Model alignment raises the bar for the adversary and strengthens other defenses. A wave of recent research has shown that RLHF is brittle. Yet, despite being insufficient on its own, it is extremely useful in the broader context of product safety.

The weaknesses of RLHF have led to panicked commentary. Panic would be appropriate if we see model alignment as analogous to software security: Individual failures can be catastrophic and can cause irreversible damage (like data loss).

This is the correct analogy for LLMs integrated into applications with access to personal data, such as Bard’s integration into Google Docs and Gmail. Prompt injection is a serious risk: An attacker may be able to steal a user’s personal data simply by sending them a malicious email. When the LLM processes the email, it may be tricked into performing attacker-specified actions. In such applications, treating model alignment as the primary line of defense is extremely dubious.

But if we’re talking about the use of a vanilla chatbot to generate problematic text, such severe risks don’t arise. In this case, a better analogy is instead content moderation on social media, where individual failures typically have low-severity consequences, such as the spread of misinformation (although they can be harmful in the aggregate). Consider how poorly social media content moderation works: It has tended to be largely reactive and requires a large amount of taxing manual work. There is some automation, but it is mostly limited to simple classifiers and fingerprint-matching techniques.

Compared to this approach, model alignment is a big improvement.
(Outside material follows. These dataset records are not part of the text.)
Issue #570, opened 2021-06-06
Investigate loading time of LossFunctions.jl


ablaom:
This used to be quite long, according to [this comment](See https://github.com/alan-turing-institute/MLJBase.jl/issues/77#issuecomment-549041739). This seems surprising, given the modest deps:

```
LearnBase = "7f8f8fb0-2700-5f03-b4bd-41f8cfc144b6"
Markdown = "d6f4376e-aef5-505a-96c1-9c027394607a"
RecipesBase = "3cdcf5f2-1ef4-517c-9805-6587b60abb01"
StatsBase = "2913bbd2-ae8a-5f71-8c99-4fb6c76f3a91"
```

Worth reviewing.

juliohm:
We dropped most deps in a recent refactoring of the code. LossFunctions.jl v0.9 only depends on CategoricalArrays.jl.

ablaom:
Will check the timings again after resolving #896

ablaom:
Based on PR at #898 :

Whereas content moderation tends to lag far behind in combating new forms of online harms, aligned LLMs have some ability to recognize potentially harmful use that developers haven’t considered ex ante. They are often able to identify the morally salient features of situations at a level of sophistication comparable to that of a really good philosophy PhD student, which is a remarkable accomplishment, and might provide foundations for more robust forms of alignment in the future. While such filters can be made to fail, the worst that can happen is a fallback to content-moderation-style reactive monitoring of logs to identify and block offending users.

As AI systems are given more autonomy and used in more consequential situations, alignment will become more important, and the content moderation analogy may no longer be appropriate. Will the progress that’s been made so far serve as the stepping stone to more secure forms of alignment, or are there intrinsic limits to what we can expect out of model alignment? We’ll have to wait and see. At any rate, the fact that researchers are vigorously probing the limits of current alignment techniques is good news.

RLHF and other model alignment techniques help make generative AI products safer and nicer to use. But we shouldn’t be surprised or alarmed that they are imperfect. They remain useful despite their weaknesses. And when it comes to catastrophic AI risks, it’s best not to put any stock in model alignment until and unless there are fundamental breakthroughs that lead to new alignment techniques.

For overviews of the research on the brittleness of RLHF, see this Twitter thread by Shayne Longpre or this post by Nathan Lambert.
Roel Dobbe presents lessons for AI safety from the field of system safety, which has long dealt with accidents and harm in critical systems. The first lesson is to think about safety as a property of the overall socio-technical system rather than a single technical component such as LLMs.
For more on why LLMs’ moral reasoning ability is philosophically interesting, see this talk by Seth Lazar.